+++ Exercise data

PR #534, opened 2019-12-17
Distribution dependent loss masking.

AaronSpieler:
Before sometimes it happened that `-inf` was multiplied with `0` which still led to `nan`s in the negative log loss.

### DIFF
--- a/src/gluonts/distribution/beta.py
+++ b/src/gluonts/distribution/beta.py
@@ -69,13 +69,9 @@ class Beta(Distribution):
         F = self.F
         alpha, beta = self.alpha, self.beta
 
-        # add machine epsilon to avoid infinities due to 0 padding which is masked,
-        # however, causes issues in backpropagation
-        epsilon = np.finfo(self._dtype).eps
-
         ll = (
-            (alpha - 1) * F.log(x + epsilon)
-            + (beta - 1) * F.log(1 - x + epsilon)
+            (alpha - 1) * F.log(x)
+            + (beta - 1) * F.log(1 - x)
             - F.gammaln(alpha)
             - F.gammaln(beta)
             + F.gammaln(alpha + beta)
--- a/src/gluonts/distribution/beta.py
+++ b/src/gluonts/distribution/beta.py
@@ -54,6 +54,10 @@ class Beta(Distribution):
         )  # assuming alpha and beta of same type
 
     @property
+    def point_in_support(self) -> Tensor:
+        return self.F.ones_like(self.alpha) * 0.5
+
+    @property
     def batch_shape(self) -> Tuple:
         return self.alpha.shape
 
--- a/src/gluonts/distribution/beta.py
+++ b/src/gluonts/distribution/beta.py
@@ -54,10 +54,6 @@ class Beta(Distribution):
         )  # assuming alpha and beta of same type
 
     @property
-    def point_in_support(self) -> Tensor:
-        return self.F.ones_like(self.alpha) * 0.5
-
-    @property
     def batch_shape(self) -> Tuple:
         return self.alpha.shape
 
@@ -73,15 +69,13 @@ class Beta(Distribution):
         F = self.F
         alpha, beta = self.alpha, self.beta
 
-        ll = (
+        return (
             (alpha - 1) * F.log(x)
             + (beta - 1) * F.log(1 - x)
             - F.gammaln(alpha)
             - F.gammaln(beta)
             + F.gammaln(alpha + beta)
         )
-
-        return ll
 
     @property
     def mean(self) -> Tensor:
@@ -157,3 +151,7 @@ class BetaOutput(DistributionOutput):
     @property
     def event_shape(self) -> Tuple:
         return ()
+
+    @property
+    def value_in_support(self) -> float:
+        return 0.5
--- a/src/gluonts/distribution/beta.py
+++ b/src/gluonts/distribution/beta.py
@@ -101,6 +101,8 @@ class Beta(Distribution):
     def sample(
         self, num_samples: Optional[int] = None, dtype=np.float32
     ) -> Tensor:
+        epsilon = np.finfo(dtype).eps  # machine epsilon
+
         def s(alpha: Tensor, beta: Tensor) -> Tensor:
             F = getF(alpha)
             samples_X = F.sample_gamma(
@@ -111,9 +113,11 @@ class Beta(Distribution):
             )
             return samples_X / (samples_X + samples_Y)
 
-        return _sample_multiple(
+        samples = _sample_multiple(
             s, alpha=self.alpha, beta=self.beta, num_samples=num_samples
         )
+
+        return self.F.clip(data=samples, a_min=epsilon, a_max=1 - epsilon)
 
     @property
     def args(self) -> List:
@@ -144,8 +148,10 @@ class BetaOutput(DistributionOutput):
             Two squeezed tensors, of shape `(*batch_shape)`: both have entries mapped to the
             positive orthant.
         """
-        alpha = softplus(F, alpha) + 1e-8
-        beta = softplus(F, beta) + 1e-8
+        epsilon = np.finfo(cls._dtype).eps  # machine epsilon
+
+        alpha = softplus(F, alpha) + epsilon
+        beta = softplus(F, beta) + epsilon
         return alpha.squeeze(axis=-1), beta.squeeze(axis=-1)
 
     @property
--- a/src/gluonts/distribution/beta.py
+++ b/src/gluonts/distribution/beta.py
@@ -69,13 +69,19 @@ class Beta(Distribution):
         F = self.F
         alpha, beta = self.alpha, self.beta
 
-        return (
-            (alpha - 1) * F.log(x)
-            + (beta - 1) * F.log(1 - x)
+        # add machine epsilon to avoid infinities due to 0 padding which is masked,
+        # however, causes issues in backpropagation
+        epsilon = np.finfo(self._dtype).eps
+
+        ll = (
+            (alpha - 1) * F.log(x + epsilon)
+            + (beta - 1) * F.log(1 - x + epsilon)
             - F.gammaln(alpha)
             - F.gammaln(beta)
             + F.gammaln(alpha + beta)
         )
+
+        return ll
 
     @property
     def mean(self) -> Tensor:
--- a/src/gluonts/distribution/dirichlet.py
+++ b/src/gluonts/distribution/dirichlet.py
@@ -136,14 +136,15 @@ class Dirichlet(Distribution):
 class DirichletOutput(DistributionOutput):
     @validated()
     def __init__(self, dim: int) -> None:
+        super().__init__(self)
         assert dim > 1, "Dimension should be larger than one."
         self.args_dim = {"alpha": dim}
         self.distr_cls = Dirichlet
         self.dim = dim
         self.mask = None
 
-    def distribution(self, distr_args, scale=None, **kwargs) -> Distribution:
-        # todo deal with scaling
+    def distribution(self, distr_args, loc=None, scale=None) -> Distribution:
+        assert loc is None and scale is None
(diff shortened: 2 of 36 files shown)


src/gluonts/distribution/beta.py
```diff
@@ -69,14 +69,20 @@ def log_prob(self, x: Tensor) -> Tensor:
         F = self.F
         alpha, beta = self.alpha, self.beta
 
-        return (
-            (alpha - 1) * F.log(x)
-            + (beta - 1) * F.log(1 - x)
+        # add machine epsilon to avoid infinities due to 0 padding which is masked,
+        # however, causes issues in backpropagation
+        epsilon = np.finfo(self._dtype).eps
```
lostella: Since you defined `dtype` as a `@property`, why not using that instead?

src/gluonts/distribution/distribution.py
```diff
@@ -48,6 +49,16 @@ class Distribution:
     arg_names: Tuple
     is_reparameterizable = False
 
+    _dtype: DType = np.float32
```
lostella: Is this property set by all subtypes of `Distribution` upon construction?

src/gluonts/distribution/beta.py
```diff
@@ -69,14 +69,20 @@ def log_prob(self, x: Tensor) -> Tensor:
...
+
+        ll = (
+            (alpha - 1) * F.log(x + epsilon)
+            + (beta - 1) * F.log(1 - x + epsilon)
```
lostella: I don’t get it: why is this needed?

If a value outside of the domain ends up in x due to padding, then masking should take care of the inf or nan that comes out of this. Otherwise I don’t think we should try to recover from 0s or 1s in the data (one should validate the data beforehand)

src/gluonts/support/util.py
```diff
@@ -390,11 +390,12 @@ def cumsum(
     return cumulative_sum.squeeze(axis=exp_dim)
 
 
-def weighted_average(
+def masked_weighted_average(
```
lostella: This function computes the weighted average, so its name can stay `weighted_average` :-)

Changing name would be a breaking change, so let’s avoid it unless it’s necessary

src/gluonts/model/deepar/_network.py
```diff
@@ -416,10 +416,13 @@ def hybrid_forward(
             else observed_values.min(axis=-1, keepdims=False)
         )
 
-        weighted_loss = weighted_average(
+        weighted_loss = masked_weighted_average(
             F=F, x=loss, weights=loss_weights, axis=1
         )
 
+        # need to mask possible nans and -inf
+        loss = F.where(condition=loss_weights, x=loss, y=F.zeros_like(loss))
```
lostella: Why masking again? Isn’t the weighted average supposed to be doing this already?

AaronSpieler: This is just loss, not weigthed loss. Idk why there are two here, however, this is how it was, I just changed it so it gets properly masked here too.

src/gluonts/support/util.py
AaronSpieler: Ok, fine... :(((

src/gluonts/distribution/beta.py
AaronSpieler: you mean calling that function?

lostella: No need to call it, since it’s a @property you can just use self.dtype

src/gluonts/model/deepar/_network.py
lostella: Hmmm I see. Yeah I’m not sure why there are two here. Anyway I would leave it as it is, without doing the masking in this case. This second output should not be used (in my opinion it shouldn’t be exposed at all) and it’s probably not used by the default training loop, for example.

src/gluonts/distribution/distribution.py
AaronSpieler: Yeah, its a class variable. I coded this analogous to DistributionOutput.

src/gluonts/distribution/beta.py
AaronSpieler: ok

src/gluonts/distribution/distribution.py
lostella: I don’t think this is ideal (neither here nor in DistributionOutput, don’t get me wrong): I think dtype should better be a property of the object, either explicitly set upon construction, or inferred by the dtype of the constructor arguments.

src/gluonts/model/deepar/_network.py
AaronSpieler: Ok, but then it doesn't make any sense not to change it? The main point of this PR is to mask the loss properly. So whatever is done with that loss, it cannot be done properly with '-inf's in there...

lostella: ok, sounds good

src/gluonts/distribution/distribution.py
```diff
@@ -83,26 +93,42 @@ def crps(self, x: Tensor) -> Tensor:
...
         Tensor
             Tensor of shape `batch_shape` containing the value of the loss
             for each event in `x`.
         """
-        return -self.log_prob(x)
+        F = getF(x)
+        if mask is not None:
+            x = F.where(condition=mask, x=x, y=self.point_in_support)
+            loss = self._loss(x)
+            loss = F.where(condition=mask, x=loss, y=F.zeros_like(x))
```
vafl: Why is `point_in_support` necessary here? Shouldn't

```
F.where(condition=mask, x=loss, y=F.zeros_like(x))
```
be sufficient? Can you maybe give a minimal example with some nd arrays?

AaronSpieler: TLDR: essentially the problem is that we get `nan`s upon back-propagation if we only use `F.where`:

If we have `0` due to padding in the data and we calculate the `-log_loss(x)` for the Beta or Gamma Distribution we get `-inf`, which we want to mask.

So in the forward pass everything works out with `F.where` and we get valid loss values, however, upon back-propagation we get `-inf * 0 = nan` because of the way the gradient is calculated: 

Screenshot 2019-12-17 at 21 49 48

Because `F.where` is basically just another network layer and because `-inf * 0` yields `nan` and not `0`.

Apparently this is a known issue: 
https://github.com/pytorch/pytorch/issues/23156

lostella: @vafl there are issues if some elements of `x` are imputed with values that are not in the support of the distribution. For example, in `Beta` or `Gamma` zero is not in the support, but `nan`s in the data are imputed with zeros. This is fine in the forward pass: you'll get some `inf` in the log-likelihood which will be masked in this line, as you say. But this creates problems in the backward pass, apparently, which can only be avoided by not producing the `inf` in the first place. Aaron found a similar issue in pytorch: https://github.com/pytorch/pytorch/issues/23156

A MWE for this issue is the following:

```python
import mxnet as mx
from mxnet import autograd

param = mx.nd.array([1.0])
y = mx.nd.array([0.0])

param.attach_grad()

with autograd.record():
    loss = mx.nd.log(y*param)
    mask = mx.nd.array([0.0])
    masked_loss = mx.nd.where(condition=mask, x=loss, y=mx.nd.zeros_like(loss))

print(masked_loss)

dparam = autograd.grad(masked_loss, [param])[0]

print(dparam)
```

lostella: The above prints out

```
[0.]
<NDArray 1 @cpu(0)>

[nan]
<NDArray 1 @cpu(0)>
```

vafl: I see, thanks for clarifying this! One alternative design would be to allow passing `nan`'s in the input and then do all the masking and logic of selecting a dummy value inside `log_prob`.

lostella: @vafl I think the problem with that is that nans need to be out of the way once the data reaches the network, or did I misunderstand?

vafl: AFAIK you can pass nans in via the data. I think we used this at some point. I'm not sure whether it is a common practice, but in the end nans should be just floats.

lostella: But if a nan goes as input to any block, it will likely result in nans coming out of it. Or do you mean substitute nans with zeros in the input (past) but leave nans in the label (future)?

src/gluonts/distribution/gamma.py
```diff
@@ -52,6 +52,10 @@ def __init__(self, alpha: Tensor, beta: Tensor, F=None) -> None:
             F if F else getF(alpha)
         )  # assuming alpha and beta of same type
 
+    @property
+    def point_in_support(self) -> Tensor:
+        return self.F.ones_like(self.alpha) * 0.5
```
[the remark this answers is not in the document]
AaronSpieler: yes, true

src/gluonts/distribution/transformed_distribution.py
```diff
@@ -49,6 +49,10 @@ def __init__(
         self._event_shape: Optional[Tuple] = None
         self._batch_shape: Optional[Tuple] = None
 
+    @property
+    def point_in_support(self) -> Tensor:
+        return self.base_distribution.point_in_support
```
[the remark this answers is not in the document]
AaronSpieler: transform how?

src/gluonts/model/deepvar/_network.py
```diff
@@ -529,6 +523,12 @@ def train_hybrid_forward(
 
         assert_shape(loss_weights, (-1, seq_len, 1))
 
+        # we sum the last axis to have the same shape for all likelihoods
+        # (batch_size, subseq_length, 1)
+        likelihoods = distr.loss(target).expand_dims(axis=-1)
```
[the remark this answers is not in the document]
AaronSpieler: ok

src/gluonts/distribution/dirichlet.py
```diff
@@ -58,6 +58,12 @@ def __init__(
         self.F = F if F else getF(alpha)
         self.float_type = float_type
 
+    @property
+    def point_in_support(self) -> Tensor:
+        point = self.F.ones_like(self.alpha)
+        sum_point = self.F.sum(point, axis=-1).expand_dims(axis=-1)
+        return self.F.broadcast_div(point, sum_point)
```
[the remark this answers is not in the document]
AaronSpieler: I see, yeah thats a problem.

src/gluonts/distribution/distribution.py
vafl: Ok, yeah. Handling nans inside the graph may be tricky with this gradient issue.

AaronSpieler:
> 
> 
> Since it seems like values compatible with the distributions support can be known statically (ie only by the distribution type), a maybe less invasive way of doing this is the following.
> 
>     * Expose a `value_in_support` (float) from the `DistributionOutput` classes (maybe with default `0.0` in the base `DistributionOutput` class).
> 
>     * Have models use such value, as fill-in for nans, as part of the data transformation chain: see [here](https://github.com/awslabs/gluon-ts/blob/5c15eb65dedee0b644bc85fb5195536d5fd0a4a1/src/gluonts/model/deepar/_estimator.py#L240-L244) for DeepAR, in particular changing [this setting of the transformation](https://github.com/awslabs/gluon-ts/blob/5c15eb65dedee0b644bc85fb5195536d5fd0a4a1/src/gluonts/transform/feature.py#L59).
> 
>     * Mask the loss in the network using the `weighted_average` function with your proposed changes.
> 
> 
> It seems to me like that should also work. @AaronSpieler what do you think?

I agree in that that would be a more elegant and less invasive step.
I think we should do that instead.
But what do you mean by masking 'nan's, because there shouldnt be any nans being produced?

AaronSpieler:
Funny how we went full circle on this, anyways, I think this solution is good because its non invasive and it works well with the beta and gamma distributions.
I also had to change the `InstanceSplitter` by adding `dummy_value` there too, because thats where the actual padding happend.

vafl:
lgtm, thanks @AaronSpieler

++++++
+++ Exercise data

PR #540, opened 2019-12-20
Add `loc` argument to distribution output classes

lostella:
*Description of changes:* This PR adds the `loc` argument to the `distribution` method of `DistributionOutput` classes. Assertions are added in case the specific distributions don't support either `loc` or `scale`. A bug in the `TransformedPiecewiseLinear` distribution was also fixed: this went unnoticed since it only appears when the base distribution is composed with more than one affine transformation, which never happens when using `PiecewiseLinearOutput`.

++++++

▶ [Your goal]: Wherever a line in the data above holds "https", copy that line.

▶ [Solution to the exercise]:
https://github.com/pytorch/pytorch/issues/23156
lostella: @vafl there are issues if some elements of `x` are imputed with values that are not in the support of the distribution. For example, in `Beta` or `Gamma` zero is not in the support, but `nan`s in the data are imputed with zeros. This is fine in the forward pass: you'll get some `inf` in the log-likelihood which will be masked in this line, as you say. But this creates problems in the backward pass, apparently, which can only be avoided by not producing the `inf` in the first place. Aaron found a similar issue in pytorch: https://github.com/pytorch/pytorch/issues/23156
>     * Have models use such value, as fill-in for nans, as part of the data transformation chain: see [here](https://github.com/awslabs/gluon-ts/blob/5c15eb65dedee0b644bc85fb5195536d5fd0a4a1/src/gluonts/model/deepar/_estimator.py#L240-L244) for DeepAR, in particular changing [this setting of the transformation](https://github.com/awslabs/gluon-ts/blob/5c15eb65dedee0b644bc85fb5195536d5fd0a4a1/src/gluonts/transform/feature.py#L59).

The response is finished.